##### DATASET EXCERPTS

PR #577, opened 2023-02-02
bigtable-cdc-to-hbase flex template

georgecma:


v2/bigtable-cdc-to-hbase/src/main/java/com/google/cloud/teleport/v2/templates/transforms/ConvertChangeStream.java
```diff
@@ -0,0 +1,252 @@
...
+     * @param hbaseMutations row mutation to append origin info to
+     * @param cbtQualifierInput origin info string denoting mutation is from bigtable
+     * @throws IOException
+     */
+    private void appendOriginInfoToMutations(RowMutations hbaseMutations, String cbtQualifierInput)
+        throws IOException {
+      // Get last mutation to deduce last column family from
+      Mutation lastMutation =
+          hbaseMutations.getMutations().get(hbaseMutations.getMutations().size() - 1);
+      List<String> familyList = (List<String>) lastMutation.getFingerprint().get("families");
```
jackdingilian, line 183: Is there a way to do this that doesn't require the cast?

Also are we guaranteed that the families list preserves the order of the mutations?

v2/bigtable-cdc-to-hbase/src/main/java/com/google/cloud/teleport/v2/templates/transforms/ConvertChangeStream.java
```diff
@@ -0,0 +1,252 @@
...
+      String lastEntryCf = familyList.get(familyList.size() - 1);
```
jackdingilian, line 184: nit: pulling the code for identify the lastEntryCf into a helper might help with readability here

v2/bigtable-cdc-to-hbase/src/main/java/com/google/cloud/teleport/v2/templates/transforms/ConvertChangeStream.java
```diff
@@ -0,0 +1,252 @@
...
+    }
+
+    /**
+     * Appends origin information to row mutation.
+     *
+     * @param hbaseMutations row mutation to append origin info to
+     * @param cbtQualifierInput origin info string denoting mutation is from bigtable
+     * @throws IOException
+     */
+    private void appendOriginInfoToMutations(RowMutations hbaseMutations, String cbtQualifierInput)
```
jackdingilian, line 178: nit: appendSourceInfoToMutations.  For consistency with SOURCE_HBASE/SOURCE_CBT.

v2/bigtable-cdc-to-hbase/src/main/java/com/google/cloud/teleport/v2/templates/transforms/ConvertChangeStream.java
```diff
@@ -0,0 +1,252 @@
...
+     * @return Hbase RowMutations object
+     */
+    private static RowMutations convertToRowMutations(ChangeStreamMutation mutation)
+        throws IOException {
+      byte[] hbaseRowKey = mutation.getRowKey().toByteArray();
+      RowMutations hbaseMutations = new RowMutations(hbaseRowKey);
+
+      for (Entry entry : mutation.getEntries()) {
+        if (entry instanceof SetCell) {
+
```
jackdingilian, line 208: Can we create a separate convert method for each Mutation entry type? Since there's a decent amount of logic for some of these and it'll be easier to unit test

v2/bigtable-cdc-to-hbase/pom.xml
```diff
@@ -0,0 +1,158 @@
+<?xml version="1.0" encoding="UTF-8"?>
+<!--~~~~~~~~~~~~~~~~~~~~~~~~~~~~~~~~~~~~~~~~~~~~~~~~~~~~~~~~~~~~~~~~~~~~~~~~~~~~
+  ~ Copyright (C) 2021 Google Inc.
```
jackdingilian, line 3: 2023

v2/bigtable-cdc-to-hbase/src/test/java/com/google/cloud/bigtable/data/v2/models/ChangeStreamMutation.java
```diff
@@ -0,0 +1,342 @@
+/*
```
jackdingilian, line 1: You don't have to copy the whole class to test will. You can do something like this: https://github.com/apache/beam/blob/master/sdks/java/io/google-cloud-platform/src/test/java/com/google/cloud/spanner/FakePartitionFactory.java#L38

v2/bigtable-cdc-to-hbase/src/main/java/com/google/cloud/teleport/v2/templates/transforms/HbaseRowMutationIO.java
```diff
@@ -0,0 +1,224 @@
...
+
+        // TODO: we use MutateRow(RowMutations). Figure out if it'd be more efficient batch writing here
+        //  with e.g. BufferedMutator.mutate(Mutations) after grouping by rowkey.
+        table.mutateRow(mutations);
+        Metrics.counter("HbaseRepl", "mutations_written_to_hbase").inc();
+        ++recordsWritten;
+      }
+
+      @FinishBundle
+      public void finishBundle() throws Exception {
```
jackdingilian, line 197: We can probably just remove startBundle and finishBundle since we don't do the batching right. This was leftover from the HbaseIO batching in beam

jackdingilian (commented):
Nice! I'll have to go through some of this again but I made a first pass at the core parts.

Just want to note to make sure we don't merge this until after we've released the Change Stream Beam code

v2/pom.xml
```diff
@@ -714,6 +714,7 @@
         <module>pubsub-cdc-to-bigquery</module>
         <module>pubsub-to-mongodb</module>
         <module>streaming-data-generator</module>
+        <module>bigtable-cdc-to-hbase</module>
```
bvolpato, line 717: Sort this

v2/bigtable-cdc-to-hbase/src/test/java/com/google/cloud/teleport/v2/templates/BigtableToHbasePipelineIT.java
```diff
@@ -0,0 +1,187 @@
...
+    // Note that we set start and end times in actual test run
+    pipelineOptions = PipelineOptionsFactory.create().as(BigtableToHbasePipelineOptions.class);
+    // Set bigtable change stream options
+    pipelineOptions.setBigtableProjectId(args.get("bigtableProjectId"));
+    pipelineOptions.setInstanceId(args.get("instanceId"));
+    pipelineOptions.setTableId(args.get("tableId"));
+    pipelineOptions.setAppProfileId(args.get("appProfileId"));
+    // Set pipeline options
+    pipelineOptions.setStreaming(true);
+    pipelineOptions.setExperiments(Arrays.asList("use_runner_v2"));
```
bvolpato, line 88: Have some concerns with requiring `parameters` on the IT. Can we make it assume some defaults? Or maybe a few @Test variants validating different configurations?

bvolpato (commented):
Thanks for contributing! A few drive-by comments

v2/bigtable-cdc-to-hbase/pom.xml
georgecma: Resolved

v2/bigtable-cdc-to-hbase/src/main/java/com/google/cloud/teleport/v2/templates/transforms/ConvertChangeStream.java
georgecma: Changed to appendSourceTagToMutations, matching same-name function in Hbase-Bigtable replicator

v2/bigtable-cdc-to-hbase/src/main/java/com/google/cloud/teleport/v2/templates/transforms/ConvertChangeStream.java
georgecma: Changed to use cell scanner

v2/bigtable-cdc-to-hbase/src/main/java/com/google/cloud/teleport/v2/templates/transforms/ConvertChangeStream.java
georgecma: Done

v2/bigtable-cdc-to-hbase/src/main/java/com/google/cloud/teleport/v2/templates/transforms/ConvertChangeStream.java
georgecma: added convert functions for setCells, deleteCells, and deleteFamily

v2/bigtable-cdc-to-hbase/src/main/java/com/google/cloud/teleport/v2/templates/transforms/HbaseRowMutationIO.java
georgecma: removed

v2/bigtable-cdc-to-hbase/src/test/java/com/google/cloud/bigtable/data/v2/models/ChangeStreamMutation.java
georgecma: We can't create a fake object because Beam transform expects the package name to match 
 package com.google.cloud.bigtable.data.v2.models. 
 Should I strip down the class and remove all non-used functions?

v2/bigtable-cdc-to-hbase/src/test/java/com/google/cloud/teleport/v2/templates/BigtableToHbasePipelineIT.java
georgecma: We expect these parameters to be unnecessary after Cdc GA. The alternative would be to expose our live persistent instances... Not sure what to do here

v2/pom.xml
georgecma: done, moved to top of modules list

v2/bigtable-cdc-to-hbase/pom.xml
```diff
@@ -0,0 +1,158 @@
...
+      <groupId>log4j</groupId>
+      <artifactId>log4j</artifactId>
+      <version>1.2.17</version>
+    </dependency>
+
+
+    <dependency>
+      <groupId>com.google.auto.service</groupId>
+      <artifactId>auto-service-annotations</artifactId>
+      <version>1.0-rc6</version>
```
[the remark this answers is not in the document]
georgecma: done

v2/bigtable-cdc-to-hbase/pom.xml
```diff
@@ -0,0 +1,158 @@
...
+      <name>Apache Development Snapshot Repository</name>
+      <url>https://repository.apache.org/content/repositories/snapshots/</url>
+      <releases>
+        <enabled>false</enabled>
+      </releases>
+      <snapshots>
+        <enabled>true</enabled>
+      </snapshots>
+    </repository>
+  </repositories>
```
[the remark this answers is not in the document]
georgecma: Yes, once Cdc is GA we expect to not have to use env for this repo anymore.

it/src/main/java/com/google/cloud/teleport/it/bigtable/StaticBigtableResourceManager.java
```diff
@@ -0,0 +1,284 @@
...
+        throw new IllegalStateException(
+            "The table " + tableId + " does not exist in instance " + instanceId + ".");
+      }
+    }
+  }
+
+  @Override
+  public synchronized void createTable(String newTableId, BigtableTableSpec spec) {
+    if (!Objects.equals(tableId, newTableId)) {
+      LOG.warn(
```
jackdingilian, line 147: Should this throw an exception? not sure exactly how ResourceMananger is used but seems like we should fail the test here since it would never be able to use newTableId

it/src/main/java/com/google/cloud/teleport/it/bigtable/StaticBigtableResourceManager.java
```diff
@@ -0,0 +1,284 @@
...
+          "Test tries to create table named differently from static tableId: {}.{}",
+          instanceId,
+          this.tableId);
+    }
+  }
+
+  @Override
```
jackdingilian, line 154: We can avoid a lot of the duplication here by extending `DefaultBigtableResourceManager` and only overriding the methods that change.

it/src/main/java/com/google/cloud/teleport/it/bigtable/StaticBigtableResourceManager.java
```diff
@@ -0,0 +1,284 @@
...
+import org.slf4j.LoggerFactory;
+import org.threeten.bp.Duration;
+
+/**
+ * An implementation for implementation of {@link BigtableResourceManager} interface which allows to
+ * run test as if new resources are created, but reuse pre-created resources all the time.
+ *
+ * <p>The class is thread-safe.
+ */
+public class StaticBigtableResourceManager implements BigtableResourceManager {
```
jackdingilian, line 47: Are we planning on checking this in or is this just a placeholder until we have change stream support in the admin client?

georgecma: This is a placeholder until Cdc can be enabled from Admin client.

v2/bigtable-cdc-to-hbase/src/main/java/com/google/cloud/teleport/v2/templates/transforms/HbaseRowMutationIO.java
```diff
@@ -0,0 +1,215 @@
...
+import org.apache.hadoop.hbase.TableName;
+import org.apache.hadoop.hbase.client.Connection;
+import org.apache.hadoop.hbase.client.ConnectionFactory;
+import org.apache.hadoop.hbase.client.RowMutations;
+import org.apache.hadoop.hbase.client.Table;
+import org.checkerframework.checker.nullness.qual.Nullable;
+import org.slf4j.Logger;
+import org.slf4j.LoggerFactory;
+
+/** Applies Hbase RowMutation objects to an Hbase table. */
```
jackdingilian, line 47: nit: probably worth adding a note and link to HBaseIO where we copied the general structure of this from

it/src/main/java/com/google/cloud/teleport/it/bigtable/StaticBigtableResourceManager.java
georgecma: Changed to throw BigtableResourceManagerException

v2/bigtable-cdc-to-hbase/src/main/java/com/google/cloud/teleport/v2/templates/transforms/ConvertChangeStream.java
```diff
@@ -0,0 +1,291 @@
...
+      }
+
+      if (hbaseMutations.getMutations().size() == 0) {
+        throw new Exception(
+            "hbase mutations object null, should not be possible because all mutations are supported");
+      }
+      return hbaseMutations;
+    }
+
+    private static Put convertSetCell(byte[] hbaseRowKey, Entry entry) {
```
jackdingilian, line 239: I think it's worth unit testing each of these (even though they should also be covered by the ConvertChangeStreamTest)

v2/bigtable-cdc-to-hbase/src/main/java/com/google/cloud/teleport/v2/templates/transforms/ConvertChangeStream.java
```diff
@@ -0,0 +1,291 @@
...
+     * @return Hbase RowMutations object
+     */
+    private static RowMutations convertToRowMutations(ChangeStreamMutation mutation)
+        throws Exception {
+      byte[] hbaseRowKey = mutation.getRowKey().toByteArray();
+      RowMutations hbaseMutations = new RowMutations(hbaseRowKey);
+
+      for (Entry entry : mutation.getEntries()) {
+        if (entry instanceof SetCell) {
+
```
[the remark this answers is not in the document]
georgecma: removed extra lines

v2/bigtable-cdc-to-hbase/src/main/java/com/google/cloud/teleport/v2/templates/transforms/ConvertChangeStream.java
```diff
@@ -0,0 +1,291 @@
...
+        } else if (entry instanceof DeleteFamily) {
+
+          hbaseMutations.add(convertDeleteFamily(hbaseRowKey, entry));
+        }
+      }
+
+      if (hbaseMutations.getMutations().size() == 0) {
+        throw new Exception(
+            "hbase mutations object null, should not be possible because all mutations are supported");
```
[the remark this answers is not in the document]
georgecma: added new exception when Entry type is not DeleteCells, DeleteFamily, or SetCells
changed this exception to empty change stream

v2/bigtable-cdc-to-hbase/src/main/java/com/google/cloud/teleport/v2/templates/transforms/HbaseRowMutationIO.java
```diff
@@ -0,0 +1,215 @@
...
+          connection = null;
+        }
+      }
+
+      @Override
+      public void populateDisplayData(DisplayData.Builder builder) {
+        builder.delegate(WriteRowMutations.this);
+      }
+
+      private long recordsWritten;
```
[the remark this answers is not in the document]
georgecma: removed

v2/bigtable-cdc-to-hbase/src/test/java/com/google/cloud/teleport/v2/templates/BigtableToHbasePipelineIT.java
```diff
@@ -0,0 +1,193 @@
...
```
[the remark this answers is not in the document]
georgecma: removed options

v2/bigtable-cdc-to-hbase/src/main/java/com/google/cloud/teleport/v2/templates/transforms/ConvertChangeStream.java
```diff
@@ -0,0 +1,291 @@
...
+      DeleteCells deleteCells = (DeleteCells) entry;
+
+      // Convert timestamp to milliseconds
+      long ts = convertMicroToMilliseconds(deleteCells.getTimestampRange().getEnd());
+      // If RowMutation is created manually without a timestamp,then the timestamp end bound
+      // becomes null and unbounded.
+      // TODO: will this scenario ever happen in practice? If it will then we cast to now
+      //  Else we remove this and change integration test to always create with timestamp
+      if (deleteCells.getTimestampRange().getEndBound() == BoundType.UNBOUNDED) {
+        ts = Time.now();
```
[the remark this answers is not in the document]
georgecma: After conversation with @jackdingilian , timestamp will be set to now. This is how Hbase deals with non-timestamped cells and how Bigtable also handles unbounded timestamp cells. 

Bigtable: https://cloud.google.com/bigtable/docs/keep-only-latest-value
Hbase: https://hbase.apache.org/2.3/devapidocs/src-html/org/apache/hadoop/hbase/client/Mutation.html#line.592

##########

WHAT YOU ARE ASKED TO DO: Copy each line of the data that contains the word "functions".

SOLUTION:
georgecma: added convert functions for setCells, deleteCells, and deleteFamily
 Should I strip down the class and remove all non-used functions?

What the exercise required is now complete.